Fast schlaflos verbrachte auch Swinde die Nacht. Sie ließ kaum ein Auge von ihrem Gefangenen, den sie an einen Baum gebunden hatte. Anfangs setzte sie sich in der Nähe ins Gras, doch immer wieder sprang sie auf, umkreiste den Baum wie ein Raubtier und zeigte Slawomir ihre Krallen, wobei sie ihm unermüdlich dieselben Vorwürfe machte und allerlei unbestimmte Drohungen ausstieß. Zum Hühnerschmaus kam sie zu uns ans Feuer, verschlang heißhungrig anderthalb Huhn und stand dann auf, um ihm die übriggebliebene Hälfte zu bringen. Als er ablehnte, aß sie auch diese. Wäre sie nun – nach seinem Willen – eine verkohlte Leiche auf dem Grunde des Sees, bemerkte sie dazu mit bitterem Spott, würde es ihr wohl nicht so gut schmecken. Slawomir schwieg zu allem und blickte nur starr vor sich hin. Später bettete sie sich in seiner Nähe, schlief aber kaum und vergewisserte sich alle Augenblicke, dass er noch da war.
Nachdem wir gegessen hatten, gingen Odo und ich beiseite, um zu beraten. Mein Amtsgefährte war anfangs dafür, den Gefangenen gleich am nächsten Morgen mit dem Totenschiff zurückzuschicken. Er fand, dass unsere Lage durch ihn nur schwieriger wurde und dass es nicht unserem Auftrag entsprach, einen Fürsten der Obodriten gefangen zu nehmen. Er hatte recht, aber ich glaube, er wollte Slawomir aus einem anderen Grunde schnell wieder loswerden. Er ertrug einfach nicht, dass ein weibliches Wesen – noch dazu ein so reizvolles wie Swinde – in seiner Gegenwart die blauen Augen nur immerfort auf einen anderen richtete. Er verstand nicht, dass seine hochherzige Befreiungstat – und der Ruhm dafür gebührt tatsächlich nur ihm – nicht durch Dankbarkeit, Bewunderung oder gar mehr gewürdigt wurde. Er nannte Swinde nur noch verächtlich „Warattos Tochter“, die „wehrhafte Jungfrau“, das „wütige Biest“ oder die „mordende Braut“ und warf ihr scheele Blicke zu.

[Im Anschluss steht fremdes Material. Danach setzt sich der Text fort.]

PR #393, opened 2017-05-24
feat: prevent python3-pip installation until py3 is supported

manu-chroma:
Closes https://github.com/common-workflow-language/cwltool/issues/392


mr-c:
This is great, thank you @manu-chroma !

PR #403, opened 2017-05-31
Build docker images with tags if it is released version

tom-tan:
Currently [Docker Hub for cwltool](https://hub.docker.com/r/commonworkflowlanguage/cwltool/tags/) only provides `latest` tag and does not provide other versions like `1.0.20170525215327`, `1.0.20170510165748` and others.
It would be helpful to provide other images with released versions.

This request is to fix `build-cwl-docker.sh` to generate docker images for `cwltool` and `cwltool_module` with tags if the corresponding commit is tagged.

I leave the code to push the tagged images to Docker Hub. To do that, we have to modify job command for Jenkins CI server.

Implementation details:
- I assume that the released tag is like `1.0.20170525215327`. That is, it consists of numbers and dots (`.`) and does not contain other characters.
- I checked whether the commit is tagged release or not by using `git describe --tags` command. I just check the existence of `-` in the output.
  - If it is tagged, it outputs the same as the tag name like `1.0.20170525215327`.
  - Otherwise it outputs like `${latest-tag}-${num-commits}-${hash}` where `${latest-tag}` is the latest tag, `${num-commits}` is the number of commits after `${latest-tag}` and `${hash}` is the hash for current commit.


mr-c:
Jenkins, okay to test

mr-c:
Thank you @tom-tan !

A challenge is that we often don't tag until after this script is triggered. 

But this brings up the point that we don't have a formal release process.

@tetron What do you think about having a separate job on Jenkins that is manually triggered for releases? It would make the wheels, Docker images, tag everything, etc..

tetron:
@mr-c yes, that's a good idea.  Right now I'm doing releases manually (python setup.py sdist && twine upload && add a tag on github) so formalizing with a script would be a good idea.

tom-tan:
I wonder how about using Travis CI to automatically upload pip package and docker image?

If it is automatically tested and packaged by using Travis CI,
it makes easier to see how it works because it will be described in `.travis.yml` and
makes easier to improve the testing and release processes by sending pull requests.

If it is OK for you, I will make another request to automatically build and push a tagged docker image by using Travis CI.

---

Anyway, after merging this request, we can make a tagged docker image by using the following commands:

```console:
$ git tag -a 1.0.20170707 -m "Version 1.0.20170707"    # add tag
$ git push origin 1.0.20170707     # push a tag to github
$ ./build-cwl-docker.sh     # build docker image `commonworkflowlanguage/cwltool:1.0.20170707`
```

tom-tan:
ping.

Should I update `jenkins.bash` to work with Jenkins server?

undu:
Superseded by https://github.com/common-workflow-language/cwltool/pull/690

build-cwl-docker.sh
```diff
@@ -2,3 +2,10 @@
 set -e
 docker build --file=cwltool.Dockerfile --tag=commonworkflowlanguage/cwltool-module --target module .
 docker build --file=cwltool.Dockerfile --tag=commonworkflowlanguage/cwltool .
+
+version=$(git describe --tags)
+echo $version | grep -vq '\-' >& /dev/null
+if [ $? -eq 0 ];then
+    docker tag commonworkflowlanguage/cwltool_module commonworkflowlanguage/cwltool_module:$version
```
mr-c: Here we have `cwltool_module` but above it is `cwltool-module` (underscore vs. dash); this will likely fail

PR #414, opened 2017-06-05
[WIP] Windows Compatibility for Cwltool

kapilkd13:


kapilkd13:
Hi @anton-khodak It is actually my mistake. We will go for an alternative way for symlinks but only for windows OS. I was testing it for windows OS and mistakenly pushed here. I have shifted my work to local branch in my repo and would amend this branch later. Sorry for this mess up.

mr-c:
Replaced by #419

Ich widersprach seiner Meinung und legte dar, dass uns die Gefangennahme des Slawomir einen Vorteil brächte: Wir könnten ihn gegen die vier vornehmen Franken und Sachsen austauschen. Danach würden wir erneut in Freundschafts- und Bündnisverhandlungen eintreten. Ich glaubte, sicher zu sein, dass uns der junge Knes trotz allem nicht gram war. Das bewies für mich schon seine Untätigkeit auf dem Schiff.